* WORK TASK:
Copy out, exactly and with nothing else, the stretch of lines that starts at the line containing "I have confirmed" and finishes at the end of the data.

* RECORDS FOR THIS EXERCISE:
PR #1404, opened 2020-12-04
Add a endpoint to provide a consensus params

MichaelKim20:
When creating transactions, SDK needs to calculate the fees in the data payload and address the commons-budget.
So I add an endpoint that provides Agora's ConsensusParams.

Related to https://github.com/bpfkorea/boa-sdk-ts/issues/63


AndrejMitrovic:
The values for CoinNet and TestNet will be public and known. There is no need to create an API endpoint for this.

MichaelKim20:
I have confirmed that there are many problems with using this.
I will handle it with the SDK as constants.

* SOLUTION TO THIS TASK:
I have confirmed that there are many problems with using this.
I will handle it with the SDK as constants.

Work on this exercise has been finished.